2. The method of claim 1, wherein the semantic segmentation under small samples based on the distraction network comprises: the support image is in a one-shot condition, the support image is 1 image, and the semantic segmentation process comprises the following steps:

s1: generation of three-layer feature representation for images to be segmented and support images using resnet101 network

s2, for each l, from 1 to 3, the following operations are carried out:

s2.1, pair

And

S2.2, calculating an A matrix, wherein the elements

S2.3, averaging the matrix A according to rows to generate A^s；；

wherein H and W are the height and width of the image;

S2.6, reconstructing an A matrix, wherein each element is as follows:

s2.7, normalizing by a softmax layer as follows:

wherein | | | represents a concatenation operation;

s2.9, repeat S2.1 to l ═ 3;

s3, mixing

Is subjected to bilinear upsampling and is summed by a residual module

3. The method of claim 1, wherein the semantic segmentation under small samples based on the distraction network comprises: f is^q _lComprising two branch structures, said f^q _lThe next branch is the image to be segmented, which is passed through the multi-layer convolutionOutputting corresponding to different convolution layers through a network, covering information characteristic representation of different semantic levels, wherein f is^q _lThe upper branch is a support image and a corresponding mask image (namely label), and the feature representation f covering different semantic level information is generated through different layers of the convolutional neural network (the convolutional neural network of the next branch has the same parameters) ^s _l。

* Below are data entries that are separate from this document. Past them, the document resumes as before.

PR #2442, opened 2023-10-10
Allow `syntax operator` in the rhs of a record declaration

### LINKED ISSUE #2431: Allow operator definitions for record projections
This doesn't currently work.

```
syntax operator + additive;
syntax operator * multiplicative;

trait
type Natural A :=
  mkNatural {
    + : A -> A -> A;
    * : A -> A -> A;
  };
```

The problem seems to be that `+` and `-` are implicitly defined in a local module `Natural`. Perhaps we should make local modules inherit the syntax declarations from the enclosing scope?

janmasrovira:
- Closes #2431.

### DIFF
--- a/src/Juvix/Compiler/Concrete/Translation/FromParsed/Analysis/Scoping.hs
+++ b/src/Juvix/Compiler/Concrete/Translation/FromParsed/Analysis/Scoping.hs
@@ -954,9 +954,12 @@ checkInductiveDef InductiveDef {..} = do
         checkRecordStatements :: [RecordStatement 'Parsed] -> Sem r [RecordStatement 'Scoped]
         checkRecordStatements = \case
           [] -> return []
-          RecordStatementField f : fs -> do
-            f' <- checkField f
-            (RecordStatementField f' :) <$> checkRecordStatements fs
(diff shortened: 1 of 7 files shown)


src/Juvix/Compiler/Concrete/Translation/FromParsed/Analysis/Scoping.hs
```diff
@@ -944,27 +944,35 @@ checkInductiveDef InductiveDef {..} = do
...
+              (RecordStatementOperator d :) <$> checkRecordStatements fs
+            RecordStatementField d -> do
+              d' <- checkField d
+              (RecordStatementField d' :) <$> checkRecordStatements fs
+
+        checkField :: RecordField 'Parsed -> Sem r (RecordField 'Scoped)
+        checkField RecordField {..} = do
+          type' <- checkParseExpressionAtoms _fieldType
+          -- TODO local scope??
+          withLocalScope $ do
```
lukaszcz, line 968: I don't understand the comment. We have `withLocalScope` here. Either the comment should be made more clear or removed

lukaszcz (approved):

4. The method of claim 1, wherein the semantic segmentation under small samples based on the distraction network comprises: f is^s _lAnd performing dot multiplication on the labeling information to obtain information and the representation of the image to be segmented of the corresponding layer, wherein the obtained information and the corresponding layer comprise a DGA (differential global feature analysis) dispersed graph attention mechanism and an RFU (cross-domain fuzzy iron) enhanced fusion unit, and the attention mechanism generated in the DGA dispersed graph attention mechanism link is fused with the RFU enhanced fusion unit link through the attention mechanism corresponding to different layers to generate the final image to be segmented of the label.

5. The method of claim 4, wherein the semantic segmentation under small samples based on the distraction network comprises: the DGA dispersed graph attention mechanism inputs a representation f containing different levels of semantic information obtained from a support image and an image to be segmented^sAnd f^qThe output is a distraction representation f^aSaid f^sAnd f^qRespectively connecting with channels and collaterals two convolution layers, wherein the two convolution layers map the two convolution layers into a space represented by a key word k and a numerical value v, the k is used for measuring the distance between an image to be segmented and a support image, the v is used for storing detail information extracted from feature mapping, and the k is used for extracting the detail information from feature mapping ^sAnd k^qA is obtained by inner product calculation, wherein the calculation is as follows:

6. a substrate according to claim 5The semantic segmentation method under the small sample of the distraction network is characterized in that: a is described_i,jExpressing the relevance between the pixel i in the image to be segmented and the pixel j in the support image, and averaging the A matrix according to rows to obtain the A matrix_s。

7. The method of claim 1, wherein the semantic segmentation under small samples based on the distraction network comprises: the RFU enhancement fusion unit comprises an upsampling mechanism, the upsampling mechanism adopts bilinear upsampling, the upsampling mechanism connects attention characteristics of the two layers in series through a residual module, the residual module generates dense representation through a convolution layer, the upsampling mechanism outputs the final RFU enhancement fusion unit to the convolution layer and a softmax layer, and whether each pixel is a foreground or a background is judged independently.